Di ponsel, ada surel dari sebuah jaringan hotel di Lombok, menawari kerja short term untuk menata ulang guest journey. Ada pesan dari Jayeng yang melaporkan bahwa Seminyak mulai stabil setelah SOP diperbaiki—ia mengirim imbalan konsultasi sesuai tarif, tanpa tawar. Ada notifikasi dari kampus, permintaan untuk mengisi seminar “Etika Bisnis di Industri Layanan.” Semuanya terasa tidak gemerlap, tapi cukup. Sejenis enoughness yang dulu dikejar dengan napas terengah tetapi kini datang dengan langkah stabil.
Malam itu, Ragil menulis catatan harian terakhir untuk bab ini:
“Kebaikan tanpa tegas akan menjadikan kita korban; ketegasan tanpa kebaikan menjadikan kita pelaku. Di antaranya ada seni—seni menjaga diri.”
Ia menutup buku, mematikan lampu kerja, membuka jendela. Dari jauh terdengar kereta melintas, panjang dan sabar. Ragil memejam, tersenyum. Ia tidak lagi menunggu permintaan maaf yang sempurna. Ia sudah memaafkan hidup, juga dirinya sendiri.
Dan ketika seseorang bertanya kelak, kapan ia benar-benar pergi dari sebuah hubungan kerja yang melukai? Jawabannya bukan pada hari ia meneken surat resign, bukan pada malam ia mengembalikan ID kartu.
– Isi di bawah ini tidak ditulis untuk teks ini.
PR #270, opened 2020-07-02
Remove unused dbClusterParamterGroup field from RDS

muvaf:

Removes `dbClusterParamterGroup` as it seems it's not used in any API call and backup retention call was given as `0` for all cases for some reason, that's also fixed.

### Checklist

I have:

### DIFF
--- a/apis/database/v1beta1/rdsinstance_types.go
+++ b/apis/database/v1beta1/rdsinstance_types.go
@@ -207,11 +207,6 @@ type RDSInstanceParameters struct {
 	// +optional
 	DBClusterIdentifier *string `json:"dbClusterIdentifier,omitempty"`
 
-	// DBClusterParameterGroupName is the name of the DB cluster parameter group to use for the DB cluster.
-	// +immutable
-	// +optional
-	DBClusterParameterGroupName *string `json:"dbClusterParameterGroupName,omitempty"`
-
 	// DBInstanceClass is the compute and memory capacity of the DB instance, for example, db.m4.large.
 	// Not all DB instance classes are available in all AWS Regions, or for all
 	// database engines. For the full list of DB instance classes, and availability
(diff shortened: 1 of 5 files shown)


apis/database/v1beta1/rdsinstance_types.go
```diff
@@ -207,11 +207,6 @@ type RDSInstanceParameters struct {
 	// +optional
 	DBClusterIdentifier *string `json:"dbClusterIdentifier,omitempty"`
 
-	// DBClusterParameterGroupName is the name of the DB cluster parameter group to use for the DB cluster.
-	// +immutable
-	// +optional
-	DBClusterParameterGroupName *string `json:"dbClusterParameterGroupName,omitempty"`
```
hasheddan, line 213: Just want to check my understanding here:
- It looks like there is a separate `DBCluster` type that we will want to support
- The `DBCluster` type can have a parameter group called `DBClusterParameterGroup`
- The `DBClusterParameterGroup` itself should likely be its own resource
- It looks like you can create Aurora databases using `RDSInstance` or `DBCluster`?

Does all of that sound right to you? I was just trying to parse [the pkg docs](https://pkg.go.dev/github.com/aws/aws-sdk-go-v2@v0.23.0/service/rds?tab=doc) and this was my understanding.

muvaf: Yes, I think that summary is accurate. Though the goal of this PR is less related to cluster/instance specifics; this field literally wasn't used anywhere in the codebase.

hasheddan: Gotcha! Yeah I just wanted to make sure the fix shouldn't be that we _should_ be using this, rather than removing it, but it sounds like this is the right move 👍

Ia pergi pada saat kepercayaannya selesai—bukan karena benci, melainkan karena batas yang penuh martabat.
.
.
.
Malang, 29 Oktober 2025
.
.
#CerpenIndonesia #UrbanFiction #Hospitality #EtikaBisnis #Kepercayaan #Mentorship #CSR #KelasMenengah #Surabaya #Storytelling
.
Petikan-Petikan dari naskah
-
“Kepercayaan retak tidak selalu terdengar: ia pecah di dalam dada orang yang paling lembut, sunyi seperti kaca jatuh ke karpet.”
-
“Kualitas layanan ditentukan oleh apa yang kamu lakukan ketika tak ada yang menonton.”
-
“Lepaskan dengan tenang; orang baik tidak perlu meninggalkan jejak dendam.”
-
“Kebaikan tanpa tegas menjadikan kita korban; ketegasan tanpa kebaikan menjadikan kita pelaku.”
-
“Hospitality adalah keterampilan mengatur rasa orang lain tanpa mengorbankan rasa diri.”